— YOUR TASK —
Word for word, restate the lines from the start of the data below through the line containing "last local copy".

— TASK MATERIAL —
- - - - -

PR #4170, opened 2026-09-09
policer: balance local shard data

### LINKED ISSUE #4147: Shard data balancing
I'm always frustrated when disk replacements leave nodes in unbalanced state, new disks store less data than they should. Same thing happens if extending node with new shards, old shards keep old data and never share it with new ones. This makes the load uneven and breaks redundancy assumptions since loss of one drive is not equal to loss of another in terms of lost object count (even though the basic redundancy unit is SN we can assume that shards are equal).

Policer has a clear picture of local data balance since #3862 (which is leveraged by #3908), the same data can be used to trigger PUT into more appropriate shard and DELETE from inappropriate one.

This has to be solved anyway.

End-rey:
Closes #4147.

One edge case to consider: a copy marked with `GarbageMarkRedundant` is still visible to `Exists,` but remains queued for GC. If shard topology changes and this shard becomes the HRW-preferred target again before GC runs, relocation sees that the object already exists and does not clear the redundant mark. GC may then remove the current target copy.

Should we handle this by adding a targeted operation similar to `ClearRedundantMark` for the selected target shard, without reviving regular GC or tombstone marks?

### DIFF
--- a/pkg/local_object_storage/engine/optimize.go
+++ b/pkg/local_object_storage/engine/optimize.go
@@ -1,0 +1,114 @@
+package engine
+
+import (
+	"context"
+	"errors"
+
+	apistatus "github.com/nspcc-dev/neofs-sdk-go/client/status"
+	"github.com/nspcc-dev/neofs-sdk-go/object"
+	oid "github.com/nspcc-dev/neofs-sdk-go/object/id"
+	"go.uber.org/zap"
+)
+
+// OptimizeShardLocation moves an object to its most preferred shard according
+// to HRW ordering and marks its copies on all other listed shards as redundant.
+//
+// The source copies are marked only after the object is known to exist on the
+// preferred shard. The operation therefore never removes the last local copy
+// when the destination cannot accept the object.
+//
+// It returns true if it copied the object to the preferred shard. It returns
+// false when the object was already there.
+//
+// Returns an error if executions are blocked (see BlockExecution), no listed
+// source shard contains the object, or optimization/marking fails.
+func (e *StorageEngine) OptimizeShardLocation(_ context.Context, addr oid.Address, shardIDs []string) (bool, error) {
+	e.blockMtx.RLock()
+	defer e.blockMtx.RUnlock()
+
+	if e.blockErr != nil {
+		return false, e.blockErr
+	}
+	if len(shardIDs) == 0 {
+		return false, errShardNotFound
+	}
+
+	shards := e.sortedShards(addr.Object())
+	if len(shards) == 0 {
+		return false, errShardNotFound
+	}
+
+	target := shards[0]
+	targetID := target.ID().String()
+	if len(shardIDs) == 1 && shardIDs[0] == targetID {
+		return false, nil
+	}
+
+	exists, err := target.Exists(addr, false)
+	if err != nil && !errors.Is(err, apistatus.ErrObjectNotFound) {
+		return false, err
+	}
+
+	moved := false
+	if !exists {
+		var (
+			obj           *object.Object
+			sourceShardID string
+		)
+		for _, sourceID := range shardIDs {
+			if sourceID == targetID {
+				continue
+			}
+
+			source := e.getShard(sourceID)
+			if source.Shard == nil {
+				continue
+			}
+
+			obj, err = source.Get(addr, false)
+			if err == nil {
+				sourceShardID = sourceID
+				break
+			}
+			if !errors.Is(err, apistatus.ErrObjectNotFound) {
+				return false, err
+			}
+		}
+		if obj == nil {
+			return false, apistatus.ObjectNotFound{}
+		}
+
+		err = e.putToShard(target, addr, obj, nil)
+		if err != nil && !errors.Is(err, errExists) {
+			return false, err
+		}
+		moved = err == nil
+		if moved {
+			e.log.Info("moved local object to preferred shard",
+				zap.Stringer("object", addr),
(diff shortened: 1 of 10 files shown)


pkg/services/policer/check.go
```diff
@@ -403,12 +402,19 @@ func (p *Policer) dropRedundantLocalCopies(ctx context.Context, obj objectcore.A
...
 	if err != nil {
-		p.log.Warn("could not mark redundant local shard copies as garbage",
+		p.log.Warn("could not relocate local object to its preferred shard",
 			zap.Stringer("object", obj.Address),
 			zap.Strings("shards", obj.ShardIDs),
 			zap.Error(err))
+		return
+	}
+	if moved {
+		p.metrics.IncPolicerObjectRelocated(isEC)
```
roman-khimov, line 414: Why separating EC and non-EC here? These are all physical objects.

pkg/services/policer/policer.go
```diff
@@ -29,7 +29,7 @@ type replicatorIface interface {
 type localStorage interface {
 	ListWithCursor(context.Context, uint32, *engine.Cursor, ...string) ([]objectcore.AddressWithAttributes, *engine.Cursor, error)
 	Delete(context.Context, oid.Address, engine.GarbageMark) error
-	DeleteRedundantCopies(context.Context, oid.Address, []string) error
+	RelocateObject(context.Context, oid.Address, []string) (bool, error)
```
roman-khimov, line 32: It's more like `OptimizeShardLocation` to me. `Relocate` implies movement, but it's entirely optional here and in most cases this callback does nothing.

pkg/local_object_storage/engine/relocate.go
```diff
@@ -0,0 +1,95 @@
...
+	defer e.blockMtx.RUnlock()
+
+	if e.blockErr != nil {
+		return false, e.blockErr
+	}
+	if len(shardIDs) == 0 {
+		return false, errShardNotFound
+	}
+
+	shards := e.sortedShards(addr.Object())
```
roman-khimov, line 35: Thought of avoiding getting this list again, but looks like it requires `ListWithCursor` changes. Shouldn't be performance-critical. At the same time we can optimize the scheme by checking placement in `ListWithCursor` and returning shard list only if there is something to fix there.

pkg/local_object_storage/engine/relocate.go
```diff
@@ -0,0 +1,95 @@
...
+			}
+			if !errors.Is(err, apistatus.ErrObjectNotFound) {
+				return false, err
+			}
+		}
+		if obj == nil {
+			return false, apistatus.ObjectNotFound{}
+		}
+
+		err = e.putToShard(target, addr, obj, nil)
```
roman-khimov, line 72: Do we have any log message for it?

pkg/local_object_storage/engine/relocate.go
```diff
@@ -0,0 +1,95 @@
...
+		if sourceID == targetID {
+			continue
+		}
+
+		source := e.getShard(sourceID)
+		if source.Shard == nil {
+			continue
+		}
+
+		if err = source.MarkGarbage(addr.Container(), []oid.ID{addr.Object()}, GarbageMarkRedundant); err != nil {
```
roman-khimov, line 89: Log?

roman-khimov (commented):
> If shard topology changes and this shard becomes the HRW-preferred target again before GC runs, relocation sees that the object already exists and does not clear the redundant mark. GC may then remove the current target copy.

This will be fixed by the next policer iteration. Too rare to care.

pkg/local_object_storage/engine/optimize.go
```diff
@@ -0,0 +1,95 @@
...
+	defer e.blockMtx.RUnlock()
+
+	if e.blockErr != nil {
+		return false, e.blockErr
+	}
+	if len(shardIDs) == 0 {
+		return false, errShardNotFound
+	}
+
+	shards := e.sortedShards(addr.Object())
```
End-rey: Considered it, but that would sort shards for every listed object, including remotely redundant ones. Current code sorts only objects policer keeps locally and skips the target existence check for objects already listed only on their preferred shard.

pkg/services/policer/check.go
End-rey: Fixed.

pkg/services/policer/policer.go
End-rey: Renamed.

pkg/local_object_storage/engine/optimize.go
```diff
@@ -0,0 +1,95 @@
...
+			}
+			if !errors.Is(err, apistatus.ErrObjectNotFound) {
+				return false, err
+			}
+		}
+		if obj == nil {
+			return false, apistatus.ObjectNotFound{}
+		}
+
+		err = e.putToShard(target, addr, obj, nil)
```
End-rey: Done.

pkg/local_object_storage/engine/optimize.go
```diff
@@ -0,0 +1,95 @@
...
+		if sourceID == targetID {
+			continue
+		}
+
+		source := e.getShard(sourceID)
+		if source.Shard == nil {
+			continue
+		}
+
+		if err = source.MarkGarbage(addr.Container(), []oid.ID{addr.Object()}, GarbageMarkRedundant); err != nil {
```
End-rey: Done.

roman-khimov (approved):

- - - - -

— SOLVED PROBLEM —
PR #4170, opened 2026-09-09
policer: balance local shard data

### LINKED ISSUE #4147: Shard data balancing
I'm always frustrated when disk replacements leave nodes in unbalanced state, new disks store less data than they should. Same thing happens if extending node with new shards, old shards keep old data and never share it with new ones. This makes the load uneven and breaks redundancy assumptions since loss of one drive is not equal to loss of another in terms of lost object count (even though the basic redundancy unit is SN we can assume that shards are equal).

Policer has a clear picture of local data balance since #3862 (which is leveraged by #3908), the same data can be used to trigger PUT into more appropriate shard and DELETE from inappropriate one.

This has to be solved anyway.

End-rey:
Closes #4147.

One edge case to consider: a copy marked with `GarbageMarkRedundant` is still visible to `Exists,` but remains queued for GC. If shard topology changes and this shard becomes the HRW-preferred target again before GC runs, relocation sees that the object already exists and does not clear the redundant mark. GC may then remove the current target copy.

Should we handle this by adding a targeted operation similar to `ClearRedundantMark` for the selected target shard, without reviving regular GC or tombstone marks?

### DIFF
--- a/pkg/local_object_storage/engine/optimize.go
+++ b/pkg/local_object_storage/engine/optimize.go
@@ -1,0 +1,114 @@
+package engine
+
+import (
+	"context"
+	"errors"
+
+	apistatus "github.com/nspcc-dev/neofs-sdk-go/client/status"
+	"github.com/nspcc-dev/neofs-sdk-go/object"
+	oid "github.com/nspcc-dev/neofs-sdk-go/object/id"
+	"go.uber.org/zap"
+)
+
+// OptimizeShardLocation moves an object to its most preferred shard according
+// to HRW ordering and marks its copies on all other listed shards as redundant.
+//
+// The source copies are marked only after the object is known to exist on the
+// preferred shard. The operation therefore never removes the last local copy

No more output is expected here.